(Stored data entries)
Issue #563, opened 2026-04-18
fs/ext2: fast symlink read (inline) + slow symlink read


dburkart:
## Motivation

Implements RFC 0004 — Workstream D (ext2 read path, wave 2). ext2 stores symlinks
whose target is ≤ 60 bytes inline in `i_block[]` (the "fast" symlink); longer targets
are stored in the first data block. Both paths need to work, and readlink must clamp
correctly so we don't leak inode internals through an oversize read.

## Work

- [ ] Detect fast symlink: `S_ISLNK(mode) && i_blocks == 0 && i_size <= 60`
  - Note: `i_blocks` is in 512-byte units per ext2 spec
- [ ] Fast path: copy from `i_block[0..15]` bytes; length = `min(i_size, 60, user_buflen)`
- [ ] Slow path: `bread` the first data block; copy `min(i_size, block_size, user_buflen)` bytes
- [ ] `InodeOps::readlink` returns the copied bytes; **do not NUL-terminate**
- [ ] Path-walk resolution: when the walker encounters a symlink, call this and recurse
      (existing path-walk infrastructure already handles loop limits)
- [ ] Integration test: fast symlink with 10-byte target; slow symlink with 200-byte
      target; symlink cycle detection (already in path-walk)

## Out of scope

- Writing symlinks (Workstream E).

## Context

- Parent epic: #537
- Depends on: #559 (Ext2Inode/getattr), #560 (walker for slow path)
- RFC 0004 §Symlinks (fast/slow boundary at 60 bytes)

dburkart:
Closing as already implemented. PR #602 landed the fast-symlink path and an interim slow-symlink read; PR #645 wired the slow-symlink path through the indirect walker (closing follow-up #603). Both legs of the issue checklist are now in main.

Issue #561, opened 2026-04-18
fs/ext2: FileOps::read through the buffer cache


dburkart:
## Motivation

Implements RFC 0004 — Workstream D (ext2 read path, wave 2). Pulls together the
indirect-block walker and the buffer cache to service a `read(fd, buf, n)` against an
ext2 file. First user-visible sign the driver works.

## Work

- [ ] `impl FileOps::read for Ext2OpenFile` (or equivalent open-file state)
- [ ] Loop: for each block in the requested range, call `resolve_block`, then `bread`,
      then copy the slice into the caller buffer
- [ ] Sparse-hole handling: if `resolve_block` returns `None`, write zeros of block_size
      length into the output buffer (POSIX)
- [ ] Respect seek offset; advance by the number of bytes actually copied
- [ ] Return EOF when offset ≥ `i_size` (short read or 0)
- [ ] `atime` bump if mount is not `MS_NOATIME`; goes through the normal dirty-inode path
      (which does not exist until Workstream E — until then, `atime` updates are dropped
      and the test confirms this expectation)
- [ ] Integration test against fixture image: read a small file, read a large file
      crossing triple-indirect, read into a sparse file (verify the hole returns zeros)

## Out of scope

- Writing (Workstream E).
- Readahead / prefetch — Open Question in RFC, deferred.

## Context

- Parent epic: #537
- Depends on: #560 (indirect walker), #553 (bread)
- RFC 0004 §Read path

PR #608, opened 2026-04-19
fs/ext2: FileOps::getdents64 + directory lookup via Ext2DirEntry2 iteration (#562)

### LINKED ISSUE #562: fs/ext2: FileOps::getdents64 + directory lookup via Ext2DirEntry2 iteration
## Motivation

Implements RFC 0004 — Workstream D (ext2 read path, wave 2). Directory iteration is
the path-walk primitive: `lookup(parent, name)` iterates the same entries. Getting
the validation right is important — a malformed directory block can crash the walker
or leak kernel memory into userspace.

## Work

- [ ] `Ext2DirEntry2` iterator: walks the directory's data blocks, each entry is
      `{ inode: u32, rec_len: u16, name_len: u8, file_type: u8, name: [u8; name_len] }`
- [ ] **Skip inode == 0 entries universally** (tombstones for deleted entries; MUST
      NOT return them via getdents64 or lookup)
- [ ] Validation on every entry before accepting it:
  - `rec_len` must be ≥ `8 + name_len` and ≤ `block_size - offset_within_block`
  - `name_len` must be > 0 on live entries
  - `file_type` must be one of the known ext2 types (REG_FILE, DIR, CHRDEV, BLKDEV, FIFO, SOCK, SYMLINK, UNKNOWN) when `INCOMPAT_FILETYPE` is enabled
  - Reject `inode` values in the reserved range `[1, EXT2_GOOD_OLD_FIRST_INO)` except
    `EXT2_ROOT_INO (2)` and `s_last_orphan` is not a live entry anyway
- [ ] `FileOps::getdents64` emits `linux_dirent64` structs (existing format in the
      getdents64 syscall)
- [ ] `InodeOps::lookup` iterates and matches the name byte-for-byte (no Unicode normalization)
- [ ] Integration test: `ls /` on the fixture image, stat each returned entry, confirm
      malformed directory (rec_len overrun) is caught and returned as EIO

## Out of scope

- dir_index (HTree) — not supported.
- Directory mutation (create/rmdir/unlink entries) — Workstream E.

## Context

- Parent epic: #537
- Depends on: #559 (Ext2Inode/lookup), #561 (FileOps::read path shared helpers)
- RFC 0004 §Directory operations, §Security (dirent validation)

dburkart:
Closes #562.

## Summary

Workstream D, wave 2 of RFC 0004's ext2 driver. Adds `kernel/src/fs/ext2/dir.rs` carrying the directory iteration primitives — a per-block `DirEntryIter` with full RFC 0004 §Security validation, plus `lookup` and `getdents64` entry points that walk a directory's data blocks through the shared `indirect::resolve_block` walker.

- `DirEntryIter` — skips tombstones (ino == 0); rejects `rec_len` values that are too small, unaligned, or straddle the block; rejects zero-length names on live records; rejects unknown `EXT2_FT_*` codes when `INCOMPAT_FILETYPE` is set; and rejects reserved inos in `[1, EXT2_GOOD_OLD_FIRST_INO)` except `EXT2_ROOT_INO` (2).
- `dir::lookup(super, &Ext2Inode, name)` returns the matching ino or `ENOENT`.
- `dir::getdents64(super, &Ext2Inode, buf, &mut cookie)` emits Linux `linux_dirent64` records with the same byte layout ramfs/devfs/tarfs use.

Per the issue's scope, wiring these into `InodeOps::lookup` / `FileOps::getdents` on `Ext2Inode` is a follow-up — this PR doesn't touch `inode.rs` to avoid colliding with the parallel #561 work on the read path.

## Test plan

- [x] `cargo fmt --all -- --check`
- [x] `cargo test --lib --features ext2 fs::ext2::dir` — 15 host unit tests (tombstone skip, every corrupt-record flavour, reserved-ino range, file_type handling w/ and w/o `INCOMPAT_FILETYPE`, golden-image dot/dotdot decode, `dt_from_file_type`, `linux_dirent64` emission, short-buffer behaviour).
- [x] QEMU integration test `ext2_dir_ops` — 5 tests over the 64 KiB `golden.img`: `lookup(root, "lost+found") == 11`, `lookup(root, "missing") == ENOENT`, `lookup(root, "") == ENOENT`, `getdents64` single-call coverage, and `getdents64` with a 32-byte buffer forcing cookie-driven multi-call iteration.

## Follow-ups

- Integration PR that swaps `Ext2Inode::lookup` / `Ext2FileOps::getdents` stubs for calls into this module. Deferred to avoid colliding with #561 / #563 on `inode.rs` this wave.
- `MetadataMap` construction from the BGDT (walker currently uses `MetadataMap::empty()`; bounds validation via `Geometry` remains enforced).

### DIFF
--- a/kernel/Cargo.toml
+++ b/kernel/Cargo.toml
@@ -380,3 +380,8 @@ required-features = ["ext2"]
 name = "ext2_block_alloc"
 harness = false
 required-features = ["ext2"]
+
+[[test]]
+name = "ext2_dir_ops"
+harness = false
+required-features = ["ext2"]
--- a/kernel/src/block/mod.rs
+++ b/kernel/src/block/mod.rs
@@ -48,6 +48,7 @@ pub const SECTOR_SIZE: usize = 512;
 /// | `NotInitialized`| `ENODEV` |
 /// | `Timeout`       | `EIO`    |
 /// | `OutOfRange`    | `EINVAL` |
+/// | `ReadOnly`      | `EROFS`  |
 /// | `NoMemory`      | `ENOMEM` |
 ///
 /// Kept deliberately small — the cache and ext2 driver only need to
--- a/kernel/src/block/mod.rs
+++ b/kernel/src/block/mod.rs
@@ -75,6 +75,12 @@ pub enum BlockError {
     Enospc,
     /// The requested byte range lies outside `[0, capacity())`.
     OutOfRange,
+    /// Write attempted against a read-only backend (e.g. a RO-mounted
+    /// image or a test harness deliberately rejecting writes). Distinct
+    /// from [`BlockError::DeviceError`] because the caller knows the
+    /// backend is intentionally immutable and can surface `EROFS` /
+    /// equivalent rather than a generic I/O error.
+    ReadOnly,
     /// Cache is full and eviction could find no victim buffer to reclaim.
     /// Every resident entry was either pinned (external `Arc` handle held
     /// by a caller) or mid-I/O (`DIRTY | LOCKED_IO`). Returned by
--- a/kernel/src/fs/ext2/dir.rs
+++ b/kernel/src/fs/ext2/dir.rs
@@ -381,6 +381,14 @@ mod block_backed {
 
         let block_count = size.div_ceil(block_size as u64);
         for logical in 0..block_count {
+            // Cap record parsing to the directory's logical size. The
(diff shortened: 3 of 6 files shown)


dburkart:
Smoke hit the known #478 flake (debugcon captured `e0 e1` — pre-write markers fired, post-write missing; init never completed first write). Retriggered smoke.

PR #618, opened 2026-04-23
kernel/exec: gate execve on PT_INTERP with ENOEXEC (#578)

### LINKED ISSUE #578: kernel/exec: execve gate — refuse PT_INTERP (dynamic linking) with ENOEXEC until ld.so lands
## Motivation

Once vibix mounts a real ext2 root, userspace binaries on disk will occasionally be dynamically linked (ELF `PT_INTERP` segment pointing at `/lib/ld-linux.so`). vibix has no dynamic linker, no shared-library loader, and no TLS setup; running such a binary would crash or, worse, jump to an unloaded pointer. Until `ld.so` lands, `execve` must refuse these binaries cleanly with `ENOEXEC`.

## Work

- [ ] In `kernel/src/binfmt/elf.rs::load_elf`, iterate program headers; if any `PT_INTERP` is present, return `Errno::ENOEXEC` immediately — do not partially map.
- [ ] Log at `info!` level with the binary path so test harnesses can see "dynamic linking not supported yet" without it looking like a crash.
- [ ] Allow statically-linked binaries through as before (no `PT_INTERP`, no `PT_DYNAMIC` with DT_NEEDED entries — the latter requires reading the dynamic table; the header-level check is sufficient for vibix's current binfmt policy).
- [ ] Tests: exec a statically-linked ELF → loads; exec a dynamically-linked ELF (any pre-built glibc binary) → ENOEXEC without crashing; log contains the "dynamic linking not supported" message.

## Out of scope

- Actual `ld.so` support — tracked separately when `track:posix` dynamic linking work begins. This issue is just the safety gate.

## Context

- Parent epic: #537
- RFC: `docs/RFC/0004-ext2-filesystem-driver.md` (§Execve gate for dynamic binaries)
- Depends on: boot-path root mount (this epic) — before that, there was no way to get a dynamic binary onto the FS.
- Blocks: nothing in this epic, but prevents a user-visible regression once ext2 is the root.

dburkart:
Closes #578

## Summary

- Until a userspace `ld.so` lands, vibix cannot run dynamically-linked ELFs. With the ext2 rootfs about to mount as `/`, host binaries referencing `/lib/ld-linux.so.*` would crash on exec; this change refuses them cleanly with `-ENOEXEC` at the `exec_atomic` boundary, logging the interpreter path at info level so the failure is distinguishable from a generic malformed-ELF error.
- The gate sits in the execve syscall path rather than in `load_user_elf_with_vmas`, keeping the loader's existing PT_INTERP plumbing usable from kernel bootstrap flows that ship an interpreter as a Limine module.
- Bumps `KSYMTAB_BYTES` from 256 KiB to 384 KiB: the test-crate symbol set grew past the old cap on ext2 integration tests (observed 263912 bytes), which was stopping xtask before any test could run. Reservation is patched post-link, so headroom is free.

## Test plan

- [x] `cargo xtask test` — new `execve_rejects_ptinterp` passes; all existing tests (including `execve_atomic` atomicity test) pass.
- [x] `cargo xtask smoke` — 33/33 markers present.
- [x] New test synthesizes an ELF64 with `PT_INTERP="/lib/ld-linux.so.2"`, calls `exec_atomic`, asserts `-ENOEXEC` and that the caller's address-space Arc pointer is unchanged (gate runs before any staged PML4 commit).

## Out of scope

- Actual `ld.so` / dynamic loader support. Tracked separately under `track:posix` dynamic-linking work.

### DIFF
--- a/kernel/Cargo.toml
+++ b/kernel/Cargo.toml
@@ -193,6 +193,10 @@ name = "execve_atomic"
 harness = false
 
 [[test]]
+name = "execve_rejects_ptinterp"
+harness = false
+
+[[test]]
 name = "fork_cow"
 harness = false
 
--- a/kernel/linker.ld
+++ b/kernel/linker.ld
@@ -60,7 +60,7 @@ SECTIONS
     } :data :dynamic
 
     /*
-     * The 256 KiB ksymtab reservation lives as a plain static in
+     * The 384 KiB ksymtab reservation lives as a plain static in
      * `.rodata` — no custom output section. Giving it its own output
      * section tripped rust-lld into merging `.data`/`.bss` into the
      * read-only rodata PT_LOAD, leaving writable globals mapped RO.
--- a/kernel/src/arch/x86_64/syscall.rs
+++ b/kernel/src/arch/x86_64/syscall.rs
@@ -1042,6 +1042,39 @@ pub fn exec_atomic(elf_bytes: &[u8]) -> Result<core::convert::Infallible, i64> {
     use x86_64::structures::paging::{Page, PageTableFlags, Size4KiB};
     use x86_64::VirtAddr;
 
+    // 0. Gate: refuse dynamically-linked binaries (issue #578).
+    //
+    //    Until a userspace dynamic linker (ld.so) is implemented, vibix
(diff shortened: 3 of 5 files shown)


dburkart:
@coderabbitai review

What to work on
Write only the number of lines above that contain "indirect".

Problem solution
5